To validate the effectiveness of BPSKT in tracking learners’ learning processes, the final part of this experiment presents a specific case study, predicting answer accuracy by recording the changes in a student’s knowledge state. The student experiment data was extracted from the ASSISTments 2017 dataset, and relevant topics containing three main knowledge points were selected. These knowledge points are: “13: Interpreting Linear Equations”, “81: Graph Interpretation”, and “99: Geometry”.

Figure 7 shows the process of visualizing the experiment. It can be seen that when the predicted value of p is less than or equal to 0.2, the students’ response pairs are all 0,indicating that this student did not answer any part of such questions correctly. It suggests that he did not acquire such knowledge at all. When p is greater than or equal to 0.8, all of the student’s response pairs are 1, indicating that this student answered the question completely correctly and the knowledge point was mastered completely; when p is greater than 0.2 and less than 0.8, the student’s response pairs are 0.5, indicating that the student’s answers to this type of question are partially correct and the knowledge point was mastered partially. Based on this law, it is possible to better predict the probability of accuracy of different students when dealing with different long sequences of problems.

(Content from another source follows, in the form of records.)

PR #621, opened 2022-07-18
Shared CPU columns

dlubarov:
I was thinking we could have two sets of shared columns:
- First, a set of "core" columns which would contain instruction decoding registers during an execution cycle, or some counter data during a kernel bootloading cycle.
- Second, a set of "general" columns which would be more general-purpose. For now it could contain "looking" columns for most CTLs (Keccak, arithmetic and logic; NOT memory since memory can be used simultaneously with the others). It could potentially be reused for other things too, such as the registers used for `EQ` and `IS_ZERO` (but I know it's nontrivial to share those since we would need to use lower-degree constraints, so I wouldn't bother for now).

This PR implements just the latter. If it looks good I'll proceed with the former afterward.


evm/src/cpu/columns/mod.rs
```diff
@@ -2,14 +2,18 @@
...
 
+use crate::cpu::columns::shared::CpuSharedColumnsView;
 use crate::memory;
 
+mod shared;
+
 #[repr(C)]
 #[derive(Eq, PartialEq, Debug)]
-pub struct CpuColumnsView<T> {
+pub struct CpuColumnsView<T: Copy> {
```
dlubarov, line 16: I think we need this to deal with dropping `CpuGeneralColumnsView`, since it's union, unless we wrap stuff in `ManuallyDrop`.

evm/src/cpu/columns/general.rs
```diff
@@ -0,0 +1,95 @@
...
+use std::fmt::{Debug, Formatter};
+use std::mem::{size_of, transmute};
+
+/// General purpose columns, which can have different meanings depending on what CTL or other
+/// operation is occurring at this row.
+pub(crate) union CpuGeneralColumnsView<T: Copy> {
+    keccak: CpuKeccakView<T>,
+    arithmetic: CpuArithmeticView<T>,
+    logic: CpuLogicView<T>,
+}
```
wborgeaud, line 11: That's really neat 🤯

wborgeaud (approved):
Looks good to me!

nbgl:
I was thinking of doing it in a way that’s quite different. It’s neater in _some_ ways (but also involves some ugly metaprogramming). My flight to the US is soon; I’ll make a PoC on the plane and we can decide which way we prefer :)

PR #622, opened 2022-07-18
Implement memcpy

dlubarov:
This can be used, for example, to copy `CALL` data (which is a slice of the caller's main memory) to the callee's `CALLDATA` segment.

I'll add a test once we update the interpreter to handle other memory segments.

### DIFF
--- a/evm/src/cpu/kernel/asm/memory.asm
+++ b/evm/src/cpu/kernel/asm/memory.asm
@@ -1,4 +1,4 @@
-// Load a byte from the given segment of the current context's memory space.
+// Load a value from the given segment of the current context's memory space.
 // Note that main memory values are one byte each, but in general memory values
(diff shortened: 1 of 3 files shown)


evm/src/cpu/kernel/asm/memory.asm
```diff
@@ -25,3 +25,55 @@
...
+    // Increment src_addr.
+    SWAP5
+    %add_const(1)
+    SWAP5
+    // Decrement count.
+    SWAP6
+    %sub_const(1)
+    SWAP6
+
+    // Recurse!
```
nbgl, line 71: This is kind of a technicality, but this is _tail_-recursion. In assembly, it looks the same as a loop, so I’d just say loop :)

nbgl (approved):

wborgeaud (approved):
👍

PR #624, opened 2022-07-19
Add a `mload_kernel_code_u32` macro

dlubarov:
Intended for loading constants in SHA2, and maybe RIPEMD (cc @typ3c4t).

Sample usage
```
// Loads the i'th K256 constant.
%macro k256
  // stack: i
  %mul_const(4)
  // stack: 4*i
  PUSH k256_data
  // stack: k256_data, 4*i
  ADD
  // stack: k256_data + 4*i
  %mload_kernel_code_u32
  // stack: K256[4*i]
%endmacro

k256_data:
    BYTES 0x42, 0x8a, 0x2f, 0x98
    BYTES 0x71, 0x37, 0x44, 0x91
    ...
```

Untested for now since our interpreter doesn't have the needed memory support quite yet.

### DIFF
--- a/evm/src/cpu/kernel/asm/memory.asm
+++ b/evm/src/cpu/kernel/asm/memory.asm
@@ -26,6 +26,47 @@
     // stack: (empty)
 %endmacro
 
+// Load a single byte from kernel code.
+%macro mload_kernel_code
+    // stack: offset
+    PUSH @SEGMENT_CODE
+    // stack: segment, offset
+    PUSH 0 // kernel has context 0
+    // stack: context, segment, offset
+    MLOAD_GENERAL
+    // stack: value
+%endmacro
+
+// Load a big-endian u32, consisting of 4 bytes (c_3, c_2, c_1, c_0),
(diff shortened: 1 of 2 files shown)


evm/src/cpu/kernel/asm/memory.asm
```diff
@@ -26,6 +26,47 @@
     // stack: (empty)
 %endmacro
 
+// Load a single byte from kernel code.
+%macro mload_kernel_code
```
npwardberkeley, line 30: Just curious, would it be more "idiomatic" to make this take `offset` as an argument? Or maybe that's an undefined notion haha

npwardberkeley (approved):
Looks good!! Thanks a lot

evm/src/cpu/kernel/asm/memory.asm
dlubarov: Hm I don't think we can with the current asm syntax; for now only int literals are allowed as macro args.

PR #625, opened 2022-07-19
Stack manipulation macro

dlubarov:
Uses a variant of Dijkstra's to find a path of instructions between the two stack states. We don't explicitly store the graph though.

The Dijkstra implementation is somewhat inspired by the `pathfinding` crate. That crate doesn't quite fit our needs though.

If we need to make it faster later, there are a lot of allocations and clones that we could probably eliminate.


evm/src/cpu/kernel/stack_manipulation.rs
```diff
@@ -0,0 +1,259 @@
...
+    fn cost(&self) -> u32 {
+        let (cpu_rows, memory_rows) = match self {
+            StackOp::Push(n) => {
+                let bytes = n.to_trimmed_be_bytes().len() as u32;
+                // This is just a rough estimate; we can update it after implementing PUSH.
+                (bytes, bytes)
+            }
+            Pop => (1, 1),
+            StackOp::Dup(_) => (1, 2),
+            StackOp::Swap(_) => (1, 4),
```
wborgeaud, line 219: nit: Maybe add a small explanation for these numbers.

evm/src/cpu/kernel/stack_manipulation.rs
```diff
@@ -0,0 +1,259 @@
...
+    Literal(Literal),
+}
+
+#[derive(Clone, Debug)]
+enum StackOp {
+    Push(Literal),
+    Pop,
+    Dup(u8),
+    Swap(u8),
+}
```
wborgeaud, line 163: Not sure if we'll need it, but could be also cool in the future to support MLOAD either with a constant offset or one present on the stack.

wborgeaud (approved):
Very nice!

evm/src/cpu/kernel/stack_manipulation.rs
dlubarov: Done 👍

evm/src/cpu/kernel/stack_manipulation.rs
dlubarov: Ah like using memory to help rearrange the stack? Could be interesting though using `MLOAD_GENERAL` may be a bit expensive since we need to push the context/segment

PR #626, opened 2022-07-20
A few ASM fixes

dlubarov:


evm/src/cpu/kernel/assembler.rs
```diff
@@ -132,13 +132,29 @@ fn expand_macro_call(
...
+
     let expanded_item = _macro
         .items
         .iter()
         .map(|item| {
             if let Item::Push(PushTarget::MacroVar(var)) = item {
-                let param_index = _macro.get_param_index(var);
-                Item::Push(args[param_index].clone())
+                Item::Push(get_arg(var))
+            } else if let Item::MacroCall(name, args) = item {
```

5. Conclusions and Future Work

This paper proposes a sparse attention knowledge tracing model based on BERT pre-training to improve the prediction performance for long sequence KT tasks. The BPSKT architecture contains two important components, namely GCN feature extraction and sparse attention mechanism, which are used to tap into the ability to respond to pairs and features in a learner’s learning history as well as to track changes in their knowledge over time. First, the long sequence is retained as the original embedding and input into a two-layer GCN for feature extraction. The extracted feature information is then fed into the sparse attention BERT model for pre-training. Next, fine-tuning is performed to satisfy downstream prediction tasks, where the decoder is used to weight the encoder output (considering the matrix operation of forgetting) and obtain the knowledge state at each time step through transfer learning. Finally, this paper demonstrates the superiority of the BPSKT method in sparse datasets and long-sequence problems through comparison experiments; verifies the structural effectiveness of BPSKT through ablation experiments; and confirms the accuracy and interpretability of the BPSKT model in prediction through visualization experiments.

However, there are still some limitations to this work. When previously performing ablation experiments, we took one factor into account, the mixed sequence. Typically, when a student practices online, it is not common for him to train only long sequence problems, but usually both short and long sequence problems. Compared to training only long sequence problems, the BPSKT model performs worse when training on mixed sequences, indicating that “noise” reduces the model’s performance. Therefore, in future work, the study of the “balancing” problem is considered to make the model more suitable for mixed sequences. By combining with a module suited for handling short sequences and adding specific filtering conditions to train long and short sequences separately, the experimental performance on mixed sequence datasets can be improved, thereby further enhancing the interpretability and reliability of the modeling process.